**Aim of the exercise:** Print each record below character for character.

### Dataset

PR #335, opened 2023-05-22
WIP: axomdbook

Gankra:
* adds the contents of https://github.com/axodotdev/axomdbook to oranda-css/mdbook-theme/
* has each build of oranda store those files in the binary
* if `mdbook.theme = true` (or None) then we
   * delete the user's `theme` dir if it exists
   * write_all the files stored in the binary to that dir (creating dirs as needed)
   * toml_edit the their book.toml to set the "axo" theme as the preferred default for html output

The argument for doing these mutations to their project (instead of injecting them with the mdbook library API) is so that `mdbook build` on its own produces the same results. This is currently done on every build, so the user cannot hand-edit the result, as it will just be silently overwritten.
   
image

### DIFF
--- a/docs/theme/css/variables.css
+++ b/docs/theme/css/variables.css
@@ -1,0 +1,359 @@
+
+/* Globals */
+
+:root {
+    --sidebar-width: 300px;
+    --page-padding: 15px;
+    --content-max-width: 750px;
+    --menu-bar-height: 50px;
+    --mono-font: "Source Code Pro", Consolas, "Ubuntu Mono", Menlo, "DejaVu Sans Mono", monospace, monospace;
+    --code-font-size: 0.875em /* please adjust the ace font size accordingly in editor.js */
+}
+
+/* Themes */
+
+.ayu {
+    --bg: hsl(210, 25%, 8%);
+    --fg: #c5c5c5;
+
+    --sidebar-bg: #14191f;
+    --sidebar-fg: #c8c9db;
+    --sidebar-non-existant: #5c6773;
+    --sidebar-active: #ffb454;
+    --sidebar-spacer: #2d334f;
+
+    --scrollbar: var(--sidebar-fg);
+
+    --icons: #737480;
+    --icons-hover: #b7b9cc;
+
+    --links: #0096cf;
+
+    --inline-code-color: #ffb454;
+
+    --theme-popup-bg: #14191f;
+    --theme-popup-border: #5c6773;
+    --theme-hover: #191f26;
+
+    --quote-bg: hsl(226, 15%, 17%);
+    --quote-border: hsl(226, 15%, 22%);
+
+    --table-border-color: hsl(210, 25%, 13%);
+    --table-header-bg: hsl(210, 25%, 28%);
+    --table-alternate-bg: hsl(210, 25%, 11%);
+
+    --searchbar-border-color: #848484;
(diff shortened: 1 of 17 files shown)


Gankra:
This is... arguably shippable as written? just marking it WIP due to my lack of confidence in the approach.

docs/theme/css/variables.css
```diff
@@ -0,0 +1,359 @@
...
+.axo {
+    --color-axo-pink: hsla(326, 100%, 73%, 1);
+    --color-axo-pink-dark: hsla(326, 52%, 58%, 1);
+    --color-axo-orange: hsla(0, 87%, 70%, 1);
+    --color-axo-orange-dark: hsla(356, 75%, 64%, 1);
+    --color-axo-highlighter: hsla(51, 100%, 50%, 1);
+    --color-axo-black: hsla(0, 0%, 5%, 1);
+
+    --title-fg: var(--color-axo-pink);
+    --main-font: Comfortaa;
```
Gankra, line 225: Thankfully mdbook is already heavily variable'd, so 95% of the theme is just settings vars. These are the values we ostensibly want tailwind to inject.

The remaining 5% are:

* a couple more surgical edits to the "real" css to introduce distinctions where we want to make two things that were previously styled the same in mdbook have different styling to more closely match oranda/axo
  * --title-fg and --main-font are new variables that govern these distinctions; all other themes avoid setting these, triggering default values.
* edit to the JS to change the localStorage key for the theme, to avoid conflicts when someone launches a local mdbook that doesn't have the axo theme (causes that other mdbook's JS to crash)
* edit to the JS to tell mdbook that "axo" is a dark theme (affects the JS that does code block syntax highlighting)

Gankra:
See https://github.com/axodotdev/axomdbook/issues for some out-standing issues with the actual theme

See https://github.com/axodotdev/axomdbook/commit/0a052c6ee815461abb195d7a0cd51cf7da108d08 for the precise edits that were made to the default mdbook theme

See https://rust-lang.github.io/mdBook/format/theme/index.html for docs on mdbook themeing

src/site/mdbook.rs
```diff
@@ -0,0 +1,131 @@
...
+        .map_err(|details| {
+            let span = details.span().map(|span| span.into());
+            OrandaError::TomlEdit {
+                source: src.clone(),
+                span,
+                details,
+            }
+        })?;
+    Ok(toml)
+}
```
Gankra, line 129: FIXME: factor into axoasset (cargo-dist also uses a variation of this for editing Cargo.toml in init)

Gankra: https://github.com/axodotdev/axoasset/pull/52

oranda-css/mdbook-theme/css/variables.css
```diff
@@ -0,0 +1,359 @@
...
+
+    --title-fg: var(--color-axo-pink);
+    --main-font: Comfortaa;
+
+    /* modified version of the navy theme above */
+    --bg: var(--color-axo-black);
+    --fg: #bcbdd0;
+
+    --sidebar-bg: var(--color-axo-black);
+    --sidebar-fg: var(--color-axo-orange);
```
Gankra, line 232:
```suggestion
    --sidebar-fg: var(--fg);
```

Suggested on discord, makes the sidebar items grey instead of orange by default

PR #336, opened 2023-05-23
feat: add watch functionality to dev command

manyinsects:
Files that we watch by default:

- `oranda.json` or custom config path
- Readme file (either default or overriden in config)
- mdbook directory (currently not recursively as the HTML output gets put in that directory too)
- Additional pages as specified in the config
- Project manifest files as found by `axoproject`
- User-supplied paths in the `-i, --include-paths` CLI argument

### DIFF
--- a/Cargo.lock
+++ b/Cargo.lock
@@ -1172,6 +1172,15 @@ source = "registry+https://github.com/rust-lang/crates.io-index"
 checksum = "42703706b716c37f96a77aea830392ad231f44c9e9a67872fa5548707e11b11c"
 
 [[package]]
+name = "fsevent-sys"
+version = "4.1.0"
+source = "registry+https://github.com/rust-lang/crates.io-index"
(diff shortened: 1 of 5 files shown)


manyinsects:
Closes #246

ashleygwilliams (commented):
lgtm! one thing i feel like can be nice is to allow written config for any config you can put on the command line- i don't suspect a ton of people will use it but i could imagine adding a `watch` object to the config, with 2 attrs `include` and `exclude` the both point to a list of paths. this is a nice "get out of jail free" feature for any exceptional cases that come up an we need a temp way to block stuff that allows users to still use the feature- thoughts?

manyinsects:
@ashleygwilliams that does sound like a good idea, but if we do that, we should at the same time think about how we do excludes, since `notify` doesn't really have a mechanism for this. the easiest thing that comes to mind is to `walkdir` down any directories passed in, filter them against an exclude list, and then pass the result to the file watcher... we want this if, for example, people have a `mdbook` structure that includes subfolders, which don't currently get watched by our watcher here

######

**Task result:**
PR #335, opened 2023-05-22
WIP: axomdbook

Gankra:
* adds the contents of https://github.com/axodotdev/axomdbook to oranda-css/mdbook-theme/
* has each build of oranda store those files in the binary
* if `mdbook.theme = true` (or None) then we
   * delete the user's `theme` dir if it exists
   * write_all the files stored in the binary to that dir (creating dirs as needed)
   * toml_edit the their book.toml to set the "axo" theme as the preferred default for html output

The argument for doing these mutations to their project (instead of injecting them with the mdbook library API) is so that `mdbook build` on its own produces the same results. This is currently done on every build, so the user cannot hand-edit the result, as it will just be silently overwritten.
   
image

### DIFF
--- a/docs/theme/css/variables.css
+++ b/docs/theme/css/variables.css
@@ -1,0 +1,359 @@
+
+/* Globals */
+
+:root {
+    --sidebar-width: 300px;
+    --page-padding: 15px;
+    --content-max-width: 750px;
+    --menu-bar-height: 50px;
+    --mono-font: "Source Code Pro", Consolas, "Ubuntu Mono", Menlo, "DejaVu Sans Mono", monospace, monospace;
+    --code-font-size: 0.875em /* please adjust the ace font size accordingly in editor.js */
+}
+
+/* Themes */
+
+.ayu {
+    --bg: hsl(210, 25%, 8%);
+    --fg: #c5c5c5;
+
+    --sidebar-bg: #14191f;
+    --sidebar-fg: #c8c9db;
+    --sidebar-non-existant: #5c6773;
+    --sidebar-active: #ffb454;
+    --sidebar-spacer: #2d334f;
+
+    --scrollbar: var(--sidebar-fg);
+
+    --icons: #737480;
+    --icons-hover: #b7b9cc;
+
+    --links: #0096cf;
+
+    --inline-code-color: #ffb454;
+
+    --theme-popup-bg: #14191f;
+    --theme-popup-border: #5c6773;
+    --theme-hover: #191f26;
+
+    --quote-bg: hsl(226, 15%, 17%);
+    --quote-border: hsl(226, 15%, 22%);
+
+    --table-border-color: hsl(210, 25%, 13%);
+    --table-header-bg: hsl(210, 25%, 28%);
+    --table-alternate-bg: hsl(210, 25%, 11%);
+
+    --searchbar-border-color: #848484;
(diff shortened: 1 of 17 files shown)


Gankra:
This is... arguably shippable as written? just marking it WIP due to my lack of confidence in the approach.

docs/theme/css/variables.css
```diff
@@ -0,0 +1,359 @@
...
+.axo {
+    --color-axo-pink: hsla(326, 100%, 73%, 1);
+    --color-axo-pink-dark: hsla(326, 52%, 58%, 1);
+    --color-axo-orange: hsla(0, 87%, 70%, 1);
+    --color-axo-orange-dark: hsla(356, 75%, 64%, 1);
+    --color-axo-highlighter: hsla(51, 100%, 50%, 1);
+    --color-axo-black: hsla(0, 0%, 5%, 1);
+
+    --title-fg: var(--color-axo-pink);
+    --main-font: Comfortaa;
```
Gankra, line 225: Thankfully mdbook is already heavily variable'd, so 95% of the theme is just settings vars. These are the values we ostensibly want tailwind to inject.

The remaining 5% are:

* a couple more surgical edits to the "real" css to introduce distinctions where we want to make two things that were previously styled the same in mdbook have different styling to more closely match oranda/axo
  * --title-fg and --main-font are new variables that govern these distinctions; all other themes avoid setting these, triggering default values.
* edit to the JS to change the localStorage key for the theme, to avoid conflicts when someone launches a local mdbook that doesn't have the axo theme (causes that other mdbook's JS to crash)
* edit to the JS to tell mdbook that "axo" is a dark theme (affects the JS that does code block syntax highlighting)

Gankra:
See https://github.com/axodotdev/axomdbook/issues for some out-standing issues with the actual theme

See https://github.com/axodotdev/axomdbook/commit/0a052c6ee815461abb195d7a0cd51cf7da108d08 for the precise edits that were made to the default mdbook theme

See https://rust-lang.github.io/mdBook/format/theme/index.html for docs on mdbook themeing

src/site/mdbook.rs
```diff
@@ -0,0 +1,131 @@
...
+        .map_err(|details| {
+            let span = details.span().map(|span| span.into());
+            OrandaError::TomlEdit {
+                source: src.clone(),
+                span,
+                details,
+            }
+        })?;
+    Ok(toml)
+}
```
Gankra, line 129: FIXME: factor into axoasset (cargo-dist also uses a variation of this for editing Cargo.toml in init)

Gankra: https://github.com/axodotdev/axoasset/pull/52

oranda-css/mdbook-theme/css/variables.css
```diff
@@ -0,0 +1,359 @@
...
+
+    --title-fg: var(--color-axo-pink);
+    --main-font: Comfortaa;
+
+    /* modified version of the navy theme above */
+    --bg: var(--color-axo-black);
+    --fg: #bcbdd0;
+
+    --sidebar-bg: var(--color-axo-black);
+    --sidebar-fg: var(--color-axo-orange);
```
Gankra, line 232:
```suggestion
    --sidebar-fg: var(--fg);
```

Suggested on discord, makes the sidebar items grey instead of orange by default

PR #336, opened 2023-05-23
feat: add watch functionality to dev command

manyinsects:
Files that we watch by default:

- `oranda.json` or custom config path
- Readme file (either default or overriden in config)
- mdbook directory (currently not recursively as the HTML output gets put in that directory too)
- Additional pages as specified in the config
- Project manifest files as found by `axoproject`
- User-supplied paths in the `-i, --include-paths` CLI argument

### DIFF
--- a/Cargo.lock
+++ b/Cargo.lock
@@ -1172,6 +1172,15 @@ source = "registry+https://github.com/rust-lang/crates.io-index"
 checksum = "42703706b716c37f96a77aea830392ad231f44c9e9a67872fa5548707e11b11c"
 
 [[package]]
+name = "fsevent-sys"
+version = "4.1.0"
+source = "registry+https://github.com/rust-lang/crates.io-index"
(diff shortened: 1 of 5 files shown)


manyinsects:
Closes #246

ashleygwilliams (commented):
lgtm! one thing i feel like can be nice is to allow written config for any config you can put on the command line- i don't suspect a ton of people will use it but i could imagine adding a `watch` object to the config, with 2 attrs `include` and `exclude` the both point to a list of paths. this is a nice "get out of jail free" feature for any exceptional cases that come up an we need a temp way to block stuff that allows users to still use the feature- thoughts?

manyinsects:
@ashleygwilliams that does sound like a good idea, but if we do that, we should at the same time think about how we do excludes, since `notify` doesn't really have a mechanism for this. the easiest thing that comes to mind is to `walkdir` down any directories passed in, filter them against an exclude list, and then pass the result to the file watcher... we want this if, for example, people have a `mdbook` structure that includes subfolders, which don't currently get watched by our watcher here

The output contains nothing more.